Collected data entries
::::

Issue #553, opened 2016-09-27
RFC: Could/should the modal rely more heavily on React.Portal?


jeffcarbs:
In `react-portal` there's a prop called `openByClickOn` (which stardust doesn't support currently) that lets you specify a trigger without requiring an empty div wrapper. So instead of:

``` js
<div>
  <Button onClick={this.show}>Basic Modal</Button>
  <Modal basic size='small' active={active} onHide={this.hide} />
</div>
```

You could do:

``` js
<Modal basic size='small' active={active} onHide={this.hide} openByClickOn={<Button>Basic Modal</Button>} />
```

It got me thinking, it seems there's quite a bit of functionality baked into `React.Portal` (e.g. tracking visible state, close on click outside, close on esc) that we've duplicated in the `Modal` component. Could we update the modal to pass portal-related props straight to the portal and remove duplicate functionality from the modal?

I recall reading a comment here recently about the desire to decouple the modal from the portal, so maybe this would take us in the wrong direction. However, this would give the end-user more control over the portal functionality and allow us to remove code that's already been written and tested elsewhere.

---

_Edit_ I'm happy to take a pass at doing this if there's interest.

levithomason:
IIRC at first I tried to use the portal props for open/close and close on key/click but had to implement the then within Stardust for some reason.  I think it had something to do with the testing, or special SUI cases that didn't fit the portal API well?  Can't recall exactly.

Anyhow, I'm game for removing code and delegating this to the portal if possible.  I just think we'd rename the props to fit SUI conventions better (ie `open` vs `isOpen`).

At the very minimum, mapping `trigger` to `openByClickOn` makes perfect sense to me.  I could even see using `Button.create()` shorthand there.  Odds are, most modals triggers will be buttons:

``` jsx
<Modal trigger='Open modal!' />
```

levithomason:
Regarding decoupling, it's a nice idea to have the Modal as a stateless component that is then wrapped up in the Portal.  However, I'm doubting there are enough use cases to warrant it.  We'll see how the Dimmer #447 component plays out.  Its API is going to affect how the Modal/Portal relation plays out since the Portal _is required_ to be the Modal Dimmer for SUI css to work.  This could end up being a `<Dimmer as={Portal} />` or something.

For now, let's keep Modal/Portal baked together.  Time will tell the rest.

jeffcarbs:
Fixed via #571

Issue #405, opened 2016-08-18
Remove or update use of refs


levithomason:
See update below:

> I'd like to remove as many use of refs as possible, and those that are 100% necessary should be callbacks.

~~Some components use a `ref` where they can likely use `findDOMNode(this)` instead.  Regarding nested components, we have reliable markup and classNames to use.  We should prefer `findDOMNode(this).querySelector('...')` to find nodes nested within ourselves.  We should be able to remove most, if not all, use of refs in this way.~~

chuan137:
Can you explain the downside of using ref? At least the syntax looks quite clean to me.

levithomason:
Facebook will likely deprecate `ref='string'` syntax in favor of the callback syntax.

> Although string refs are not deprecated, they are considered legacy, and will likely be deprecated at some point in the future. Callback refs are preferred.
> 
> https://facebook.github.io/react/docs/more-about-refs.html#the-ref-string-attribute

However, this issue should actually be updated.  As [Dan Abramov noted](https://github.com/yannickcr/eslint-plugin-react/issues/678#issue-165177220) in eslint-plugin-react, `findDOMNode` hopes to deprecated as well.  Starting first with an eslint rule against it to help move the community.The replacement again is a ref callback.

In general, refs should be avoided.  React is a virtual DOM environment, when using a ref, you break out of that virtual DOM into the real DOM.  It makes testing more difficult and opens the door for issues.  I'd like to remove as many use of refs as possible, and those that are 100% necessary should be callbacks.

levithomason:
More context, `ref`s do not work with stateless functional components.  Which, most of our components are functional components.  React `ref`s can only be used with classes.  There are workarounds, such as passing the ref through a different prop name or wrapping the functional component in a class component.  Though, I think neither of these are preferred patterns.

Finally, I'd like to share this point of view.  When accessing a ref, you are accessing a regular DOM node.  You've left React and the Virtual DOM.  Odds are, you are doing so to manage focus or measure the size/position of the node in the DOM.  That is because React does not yet have a model for focus nor size/position (though [Sebastian Markbåge says they are thinking of ways to handle focus](https://github.com/facebook/react/issues/4936#issuecomment-179916667)).

I'm starting to think it makes more sense to just use `querySelector()` to locate your node.  My thought process on this is:
- you have left React to do something React doesn't support
- you are going to use regular DOM APIs to do this thing, not React (focus or measure)
[...]

PR #571, opened 2016-09-30
feat(Modal): Enable usage without wrapper, add custom Portal

jeffcarbs:
In an issue (#553) I had suggested we rely more heavily on `react-portal`. After digging into it a bit more, I realized a few things:
- It's not very actively maintained. The maintainers haven't commented on a PR in weeks if not months.
- Didn't seem like they had an interest in adding much more. In order to make use of this component for other components (e.g. `Popup`) we may need more flexibility.
- There's not a ton of code to get "Portal" functionality.

Therefore, I decided to build our own `Portal` loosely based on `react-portal`. I used their test file as a starting point to ensure we didn't lose much parity. I put it in the "addons" for now but let me know if there's a better spot for it. It has some cool features:
- configurable `closeOnDocumentClick` and `closeOnEscape` props
- `trigger` props that lets you render a node (e.g. a button) where you define the Portal so you don't need a wrapping div.
- configurable `openOnTriggerClick` and `openOnTriggerMouseOver` props. There's no `closeOnTriggerMouseLeave` but I figured something like that would be useful for `Popup`/`tooltips`.
- It's more declarative than `react-portal`. The `open`/`close` methods just set state and then the portal renders based on that.

---

I updated `Modal` to work with the new `Portal` component. There are still a few things that I need to solidify and/or figure out:
- `Modal` now takes a `portal` prop, which are props to be passed to the `Portal`. It's not a shorthand because the `Portal` is not rendered like a regular element. The other option here would be to pass the props directly to the `Modal` and use something like `_.pick(rest, _.keys(Portal.propTypes))` to figure out what to pass to `Portal`. Here's why I prefer the one prop:
  - We can theoretically allow passing null to not render the portal (e.g. if the use wants a modal but wants to handle hiding/showing it some other way).
  - It goes farther in decoupling the modal from the portal.
  - The negative is that it's slightly more verbose: `<Modal portal={{ trigger: <Button>Long Modal</Button> }}>` vs `<Modal trigger={<Button>Long Modal</Button>}>`
- `Portal` is an autocontrolled component which changes the existing usage of `Modal` slightly.
  - Uncontrolled - you can specify a trigger and have it open on click/hover and then configure the modal to close via clickaway or escape. You can pass `onOpen` and `onClose` to the modal which will be called when the modal is opened or closed. Issue:
    - Ideally you'd be able to close the modal by interacting with some content (e.g. a button) within the modal in the uncontrolled case. Can that be possible somehow? 
  - Controlled - you can specify open/close state but since `onOpen` and `onClose` are only called when the modal is actually opened/closed, there are no hooks to actually control them from the outside.
    - I'm thinking that if the modal would have closed in the uncontrolled state (e.g. press escape and have `closeOnEscape` set) we fire a `onCloseAttempt` (better name?) callback. If it would've opened, we fire the `onOpenAttempt`.

### DIFF
--- a/package.json
+++ b/package.json
@@ -49,7 +49,6 @@
     "classnames": "^2.1.5",
     "debug": "^2.2.0",
     "lodash": "^4.6.1",
-    "react-dom": "^15.3.1",
     "semantic-ui-css": "^2.2.2"
   },
   "devDependencies": {
@@ -109,6 +108,7 @@
     "react-addons-test-utils": "^15.3.1",
     "react-docgen": "^2.10.0",
     "react-document-title": "^2.0.2",
+    "react-dom": "^15.3.1",
     "react-hot-loader": "^1.3.0",
     "react-router": "^2.7.0",
     "react-transform-catch-errors": "^1.0.2",
--- a/package.json
+++ b/package.json
@@ -49,7 +49,7 @@
     "classnames": "^2.1.5",
     "debug": "^2.2.0",
     "lodash": "^4.6.1",
-    "react-portal": "^2.2.1",
+    "react-dom": "^15.3.1",
     "semantic-ui-css": "^2.2.2"
   },
   "devDependencies": {
@@ -109,7 +109,6 @@
     "react-addons-test-utils": "^15.3.1",
     "react-docgen": "^2.10.0",
     "react-document-title": "^2.0.2",
-    "react-dom": "^15.3.1",
     "react-hot-loader": "^1.3.0",
     "react-router": "^2.7.0",
     "react-transform-catch-errors": "^1.0.2",
--- a/src/addons/Portal/Portal.js
+++ b/src/addons/Portal/Portal.js
@@ -1,4 +1,5 @@
-import React, { Children, cloneElement, PropTypes } from 'react'
+import _ from 'lodash'
+import React, { Children, PropTypes } from 'react'
 import ReactDOM from 'react-dom'
 
 import {
@@ -85,7 +86,7 @@ class Portal extends Component {
     }
   }
 
-  componentDidUpdate(prevProps, prevState) { // eslint-disable-line complexity
+  componentDidUpdate(prevProps, prevState) {
     // NOTE: Ideally the portal rendering would happen in the render() function
     // but React gives a warning about not being pure and suggests doing it
     // within this method.
@@ -111,6 +112,7 @@ class Portal extends Component {
 
   closeOnDocumentClick = (e) => {
     if (!this.props.closeOnDocumentClick) return
+    if (this.portal.contains(e.target)) return
 
     debug('closeOnDocumentClick()')
 
@@ -132,22 +134,25 @@ class Portal extends Component {
   // Component Event Handlers
   // ----------------------------------------
 
-  handleChildClick = (e) => {
-    debug('handleChildClick()')
-
-    // Prevent closeOnDocumentClick
-    e.nativeEvent.stopImmediatePropagation()
-  }
-
   handleTriggerBlur = (e) => {
-    if (!this.props.closeOnTriggerBlur) return
+    const { trigger, closeOnTriggerBlur } = this.props
+
+    // Call original event handler
+    _.invoke(trigger, 'props.onBlur', e)
+
+    if (!closeOnTriggerBlur) return
 
     debug('handleTriggerBlur()')
     this.close()
   }
 
   handleTriggerClick = (e) => {
-    if (!this.props.openOnTriggerClick) return
+    const { trigger, openOnTriggerClick } = this.props
+
+    // Call original event handler
+    _.invoke(trigger, 'props.onClick', e)
+
+    if (!openOnTriggerClick) return
 
     debug('handleTriggerClick()')
 
@@ -156,21 +161,36 @@ class Portal extends Component {
   }
 
   handleTriggerFocus = (e) => {
-    if (!this.props.openOnTriggerFocus) return
+    const { trigger, openOnTriggerFocus } = this.props
+
+    // Call original event handler
+    _.invoke(trigger, 'props.onFocus', e)
+
+    if (!openOnTriggerFocus) return
 
     debug('handleTriggerFocus()')
     this.open()
   }
 
   handleTriggerMouseLeave = (e) => {
-    if (!this.props.closeOnTriggerMouseLeave) return
+    const { trigger, closeOnTriggerMouseLeave } = this.props
+
+    // Call original event handler
+    _.invoke(trigger, 'props.onMouseLeave', e)
+
+    if (!closeOnTriggerMouseLeave) return
 
     debug('handleTriggerMouseLeave()')
     this.close()
   }
 
   handleTriggerMouseOver = (e) => {
-    if (!this.props.openOnTriggerMouseOver) return
+    const { trigger, openOnTriggerMouseOver } = this.props
+
+    // Call original event handler
+    _.invoke(trigger, 'props.onMouseOver', e)
+
+    if (!openOnTriggerMouseOver) return
 
     debug('handleTriggerMouseOver()')
     this.open()
@@ -182,11 +202,19 @@ class Portal extends Component {
 
   open = () => {
     debug('open()')
+
+    const { onOpen } = this.props
+    if (onOpen) onOpen()
+
     this.trySetState({ open: true })
   }
 
   close = () => {
     debug('close()')
+
+    const { onClose } = this.props
+    if (onClose) onClose()
+
     this.trySetState({ open: false })
   }
 
@@ -197,13 +225,9 @@ class Portal extends Component {
 
     this.node.className = className
 
-    const child = cloneElement(Children.only(children), {
-      onClick: this.handleChildClick,
-    })
-
     this.portal = ReactDOM.unstable_renderSubtreeIntoContainer(
       this,
-      child,
+      Children.only(children),
       this.node
     )
   }
@@ -211,11 +235,10 @@ class Portal extends Component {
   mountPortal = () => {
     if (this.node) return
 
+    this.open()
+
     this.node = document.createElement('div')
     document.body.appendChild(this.node)
-
-    const { onOpen } = this.props
-    if (onOpen) onOpen()
 
     document.addEventListener('keydown', this.closeOnEscape)
     document.addEventListener('click', this.closeOnDocumentClick)
@@ -224,14 +247,13 @@ class Portal extends Component {
   unmountPortal = () => {
     if (!this.node) return
 
+    this.close()
+
     ReactDOM.unmountComponentAtNode(this.node)
     document.body.removeChild(this.node)
 
     this.node = null
     this.portal = null
-
-    const { onClose } = this.props
-    if (onClose) onClose()
 
     document.removeEventListener('keydown', this.closeOnEscape)
     document.removeEventListener('click', this.closeOnDocumentClick)
--- a/src/addons/Portal/Portal.js
+++ b/src/addons/Portal/Portal.js
@@ -4,9 +4,6 @@ import ReactDOM from 'react-dom'
 
 import {
   AutoControlledComponent as Component,
-  // customPropTypes,
-  // getElementType,
-  // getUnhandledProps,
   keyboardKey,
   makeDebugger,
   META,
--- a/src/addons/Portal/Portal.js
+++ b/src/addons/Portal/Portal.js
@@ -36,6 +36,9 @@ class Portal extends Component {
     /** Controls whether or not the portal should close when escape is pressed is displayed. */
     closeOnEscape: PropTypes.bool,
 
+    /** Controls whether or not the portal should close when when mousing out of the trigger. */
+    closeOnTriggerMouseLeave: PropTypes.bool,
+
     /** Initial value of open. */
     defaultOpen: PropTypes.bool,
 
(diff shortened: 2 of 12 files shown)


jeffcarbs:
@levithomason @layershifter - would appreciate some thoughts on the above, specifically the open issues 😄

typehorror:
Hey @jcarbo , I'm facing an issue when using the `openOnTriggerFocus` where the click that provides the focus might also be capture by the click listener in charge of closing the portal. We might want to make sure closing clicks on the trigger are ignored.

levithomason:
Once again, thanks much.  I wanted to do exactly this ever since adding the dep 👍 

## Modal portal prop

We could also consider providing the Modal separately from the Portal and requiring the usage to include both the Portal and the Modal.  This way, the Modal is a static component.  Same with the Popup.  This inspired by react-bootstrap's [react-overlays](https://react-bootstrap.github.io/react-overlays/).  It makes it possible to use any portal configuration with any component.

I think I prefer more succinct APIs, where the Modal "just works".  So, we could bundle it but provide `StaticModal` or something for the static one.  Thinking out loud...

## Open Issues

> Ideally you'd be able to close the modal by interacting with some content (e.g. a button) within the modal in the uncontrolled case. Can that be possible somehow?

I think we do this for specialized modals such as the Confirm.  Otherwise, it is minimal wiring for the user if they want more control.  I say this as it deals with modifying children (adding click handlers).  The only sane way I think we should do that is via props.  This then means if the user passes us some button, we can insert that into children, but they cannot then use children.  This is almost exactly what the Confirm modal does.  I think any use case beyond that and they can build their own Modal implementation, for now.

> I'm thinking that if the modal would have closed in the uncontrolled state (e.g. press escape and have closeOnEscape set) we fire a onCloseAttempt (better name?) callback. If it would've opened, we fire the onOpenAttempt.

I've seen `request`/`attempt` prop names around, but I think they are not inline with React.  Consider the `<input onChange={} />`, it is fired regardless of whether or not the value will actually update.  So, I think change handlers should always fire when _the user tries to change_ the state.  The value to the change handler should always be the new proposed value IMO.  Whether or not that value was applied to the value prop or not (controlled/uncontrolled) makes no difference.

We had to deal with this exact issue in the Dropdown via [`this.onChange()`](https://github.com/TechnologyAdvice/stardust/blob/master/src/modules/Dropdown/Dropdown.js#L360).  We [call this every time](https://github.com/TechnologyAdvice/stardust/blob/master/src/modules/Dropdown/Dropdown.js#L419) there is a user prompted change attempt such as a tab, enter, click, etc.  We manually call this as there is no guarantee `trySetState` will be successful.

src/addons/Portal/Portal.js
```diff
@@ -0,0 +1,255 @@
...
+
+  static _meta = _meta
+
+  componentDidMount() {
+    if (this.state.open) {
+      this.renderPortal()
+    }
+  }
+
+  componentDidUpdate(prevProps, prevState) { // eslint-disable-line complexity
```
levithomason: Very few branches in this method, is `// eslint-disable-line complexity` still needed?

src/addons/Portal/Portal.js
```diff
@@ -0,0 +1,255 @@
...
+
+  // ----------------------------------------
+  // Component Event Handlers
+  // ----------------------------------------
+
+  handleChildClick = (e) => {
+    debug('handleChildClick()')
+
+    // Prevent closeOnDocumentClick
+    e.nativeEvent.stopImmediatePropagation()
```
levithomason: I think instead of stopping all clicks, the closeOnDocumentClick should check if the click was inside of the Modal or not before closing.  This way we don't mess with the events, we just react to them appropriately.

We used `node.contains` before, which has some support issues.  There's this better idea from react-bootstrap, [isNodeInRoot](https://github.com/bbc/react-bootstrap/blob/0cfbf3be2a7b53c1a581b26ef7831388264cd2b4/src/DropdownStateMixin.js#L5).  Might be more functional (compose with different roots) and make more sense to reorder the args and rename it though:

``` js
if (rootContainsNode(findDOMNode(this), e.target) return

// otherwise, the click target was outside `this` component's node
```

src/addons/Portal/Portal.js
```diff
@@ -0,0 +1,255 @@
...
+    this.open()
+  }
+
+  // ----------------------------------------
+  // Behavior
+  // ----------------------------------------
+
+  open = () => {
+    debug('open()')
+    this.trySetState({ open: true })
```
levithomason, line 220: Propose we call `onOpen` just before `trySetState` here, so the user has opportunity to control this component.

src/addons/Portal/Portal.js
```diff
@@ -0,0 +1,255 @@
...
+  }
+
+  close = () => {
+    debug('close()')
+    this.trySetState({ open: false })
```
levithomason, line 229: Sam, propose we call `onClose` just before `trySetState` here, so the user has opportunity to update any controlled `open` state.

src/addons/Portal/Portal.js
```diff
@@ -0,0 +1,255 @@
...
+      child,
+      this.node
+    )
+  }
+
+  mountPortal = () => {
+    if (this.node) return
+
+    this.node = document.createElement('div')
+    document.body.appendChild(this.node)
```
levithomason: This was one of the issues I had with the portal, no way to configure where it renders to.  How about making `document.body` configurable and defaulting it to `document.body`?.  Perhaps:

``` jsx
<Portal mountNode={/* a DOM node */} />
```

src/addons/Portal/Portal.js
```diff
@@ -0,0 +1,255 @@
...
+
+  handleChildClick = (e) => {
+    debug('handleChildClick()')
+
+    // Prevent closeOnDocumentClick
+    e.nativeEvent.stopImmediatePropagation()
+  }
+
+  handleTriggerBlur = (e) => {
+    if (!this.props.closeOnTriggerBlur) return
```
levithomason: Since these are all overwriting the `trigger` props when cloned in the render, we need to also call the trigger handler if it exists, before we exit.  Probably add some tests that ensure this is the case.

Lodash's [`_.invoke`](https://lodash.com/docs/4.16.2#invoke) handles this gracefully:

``` jsx
handleTriggerBlur = (e) => {
  const { trigger, closeOnTriggerBlur } = this.props

  _.invoke(trigger, 'onBlur', e)
  if (!closeOnTriggerBlur) return
  // ...
```

src/addons/Portal/Portal.js
```diff
@@ -0,0 +1,255 @@
...
+    if (!this.node) return
+
+    ReactDOM.unmountComponentAtNode(this.node)
+    document.body.removeChild(this.node)
+
+    this.node = null
+    this.portal = null
+
+    const { onClose } = this.props
+    if (onClose) onClose()
```
levithomason: I don't think we should only call event handlers if they are triggered by direct user interactions, but not by programmatic changes.  This is consistent with vanilla HTML and vanilla React handling of change events:

http://codepen.io/levithomason/full/YGAXEb/

src/modules/Modal/Modal.js
```diff
@@ -84,52 +78,31 @@ class Modal extends Component {
...
 
-    document.removeEventListener('keydown', this.handleDocumentKeyDown)
-    document.removeEventListener('click', this.handleClickOutside)
+    const { onClose } = this.props
+    if (onClose) onClose()
   }
 
-  handleShow = () => {
-    debug('handleShow()')
+  handleOpen = () => {
```
levithomason: 👍 thanks for the rename, open/close makes much more sense.

src/addons/Portal/Portal.js
typehorror: I second this request, the popup might need to appear on a different component than body (for Fluid popup). Something to consider is how to handle the case where the container where to get dynamically destroyed.

src/addons/Portal/Portal.js
typehorror: Is there anyway we could consistently pass the event (if any) responsible for closing and opening to onClose and onOpen callback ?

levithomason: Yes sir, this is another reason to only use user events to trigger handlers.  Programmatic changes do not have reliable events to pass back.

We should call the corresponding `trigger` event handler in `handleTriggerClick` `handleTriggerFocus` `handleTriggerMouseLeave` and `handleTriggerMouseOver` and pass the event.  Noted above in [this comment](https://github.com/TechnologyAdvice/stardust/pull/571/files#r81428230).

We should pass the event from each of those to the `open`/`close` method as well so that it can be passed to the `onOpen` and `onClose` callbacks.  This way, all callbacks get all the events possible.

package.json
```diff
@@ -49,7 +49,7 @@
     "classnames": "^2.1.5",
     "debug": "^2.2.0",
     "lodash": "^4.6.1",
-    "react-portal": "^2.2.1",
+    "react-dom": "^15.3.1",
```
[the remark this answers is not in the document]
jeffcarbs: `ReactDOM` is required by the `Portal` component:

``` js
    this.portal = ReactDOM.unstable_renderSubtreeIntoContainer(
      this,
      child,
      this.node
    )
```

Is there a way we can get around that?

src/addons/Portal/Portal.js
jeffcarbs: `findDOMNode` would also require us to include `react-dom` in the production build. It also seems there's momentum against using it (see https://github.com/yannickcr/eslint-plugin-react/issues/678). Thoughts on just keeping a ref instead?

So, `if (rootContainsNode(this.portalChild, e.target) return`

package.json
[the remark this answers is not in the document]
levithomason: Hm, thinking it through I don't believe we can get away without it.  Though, we can at least remove it from deps and just import it.  It is listed in `peerDependencies` with a range of supported versions.  This way, users can bring their own react / react-dom and we just import it, rather than bundling it (deps).

I'm not versed on the unstable API, but I wonder why the original portal didn't use `ReactDOM.render()` and just treat it as it's own app.  I should probably watch his talk referenced in the README, https://www.youtube.com/watch?v=z5e7kWSHWTg. :/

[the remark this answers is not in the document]
jeffcarbs: Ah, didn't realize it was already in peer-dependencies! I'll move this back.

src/addons/Portal/Portal.js
levithomason: Definitely, thanks for the reminder.  I'm on board with dropping findDOMNode.  You probably already know to use the callback form, see #405.

jeffcarbs: Ah actually, the DOM node is the return value of `renderSubtreeIntoContainer`, which we're storing as `this.portal`. So we already have a reference to it.

I'm using `this.portal.contains(e.target)` to check if the click is within, which is working just fine. Looks like support is pretty extensive: https://developer.mozilla.org/en-US/docs/Web/API/Node/contains. but lmk if you think we should use that other function you referenced above though.

levithomason: I prefer `contains` if possible, let's keep on!  We can always change based on bug reports, if ever any.

jeffcarbs:
Ok made some updates:
- `onOpen`/`onClose` now fire when the portal is initially opened/closed AND whenever anything responsible for
- fixed an issue with `openOnTriggerFocus` where clicking the trigger would immediately close it (cc @debrice)
- invoke the trigger's event handlers (e.g. `onClick`) within the callbacks we're hijacking.

Still a few left to go:
- [x] Pass the triggering event as an argument to `onOpen`/`onClose`
- [x] Custom `mountNode` prop.
- [x] Clean up portal prop handling (see below)
- [x] Deal with `Modal` `handleOpen`/`handleClose` (see below)

Questions:
- For `mountNode`, should that be a DOM node? If so, is there a propType for that? Otherwise, should it be a selector? I'm kinda leaning DOM node to keep things more sane.
- Where did we land with `portal` props? Just pass them directly to the `Modal` and have a method to pick off the relevant ones (kinda like we do for `inputProps` inside of the `Input` component)?
- Related to the portal props, I think coupling the modal + portal is the way to go for now. We can decide on some sort of `Modal.Static`concept on a separate PR if that's cool. Esp given the Popup is relying on this, I don't want this to get held up too much.
- We're now calling `onOpen` and `onClose` always, even when nothing happened (in the controlled scenario). There's still code within `Modal` that needs to be called to add/remove the `dimmer`-related classed to the body (see https://github.com/TechnologyAdvice/stardust/pull/571/files#diff-e762b5cc3074c8997386b6de83cac7fbR102). That's currently relying on those callbacks as well, so I'm not sure how to have those only run when the modal is shown/removed. One thought is `onMount`/`onUnmount` callbacks that are called within `mountPortal` and `unmountPortal` since those are only called when the portal is actually opened/closed.

Thoughts?

jeffcarbs:
Ok, wound up going with the `onMount` and `onUnmount` which wound up making more sense I think:
- `onOpen` is called on every event that would trigger an open based on your props (e.g. `openOnTriggerFocus`)
- `onClose` is called on every event that would trigger a close based on your props (e.g. `closeOnEscape`)
- `onMount` is called when the portal mounts onto the DOM
- `onUnmount` is called when the portal unmounts from the DOM

The `Modal` needs to listen for the `mount`/`unmount` to handle adding/removing dimmer classes.

The one thing left to do is figure out how to handle portal props. I think I'm going to just remove the `portal` prop and just pass-through any portal-related props from the modal to the portal.

jeffcarbs:
I fixed up all the specs and examples and the API feels pretty good. Passing the props directly to `Modal` and having the props passed-through to `Portal` is definitely the way to go. So much cleaner than passing an object as a `portal` prop.

@levithomason - I think this is ready for final review 🙌

levithomason:
Made a few trivial cleanup commits and rebased/fix conflicts with latest master.  Will merge on pass.  I'll be out, so will release later tonight!

levithomason (approved):

levithomason:
... Or I'll just do it now. Released in `stardust@0.50.0`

::::

- WHAT THE EXERCISE ASKS -
Give the lines again, exactly as they stand, from the beginning of the data through the line with "Anyhow, I'm game".

- EXERCISE ANSWER -
Issue #553, opened 2016-09-27
RFC: Could/should the modal rely more heavily on React.Portal?


jeffcarbs:
In `react-portal` there's a prop called `openByClickOn` (which stardust doesn't support currently) that lets you specify a trigger without requiring an empty div wrapper. So instead of:

``` js
<div>
  <Button onClick={this.show}>Basic Modal</Button>
  <Modal basic size='small' active={active} onHide={this.hide} />
</div>
```

You could do:

``` js
<Modal basic size='small' active={active} onHide={this.hide} openByClickOn={<Button>Basic Modal</Button>} />
```

It got me thinking, it seems there's quite a bit of functionality baked into `React.Portal` (e.g. tracking visible state, close on click outside, close on esc) that we've duplicated in the `Modal` component. Could we update the modal to pass portal-related props straight to the portal and remove duplicate functionality from the modal?

I recall reading a comment here recently about the desire to decouple the modal from the portal, so maybe this would take us in the wrong direction. However, this would give the end-user more control over the portal functionality and allow us to remove code that's already been written and tested elsewhere.

---

_Edit_ I'm happy to take a pass at doing this if there's interest.

levithomason:
IIRC at first I tried to use the portal props for open/close and close on key/click but had to implement the then within Stardust for some reason.  I think it had something to do with the testing, or special SUI cases that didn't fit the portal API well?  Can't recall exactly.

Anyhow, I'm game for removing code and delegating this to the portal if possible.  I just think we'd rename the props to fit SUI conventions better (ie `open` vs `isOpen`).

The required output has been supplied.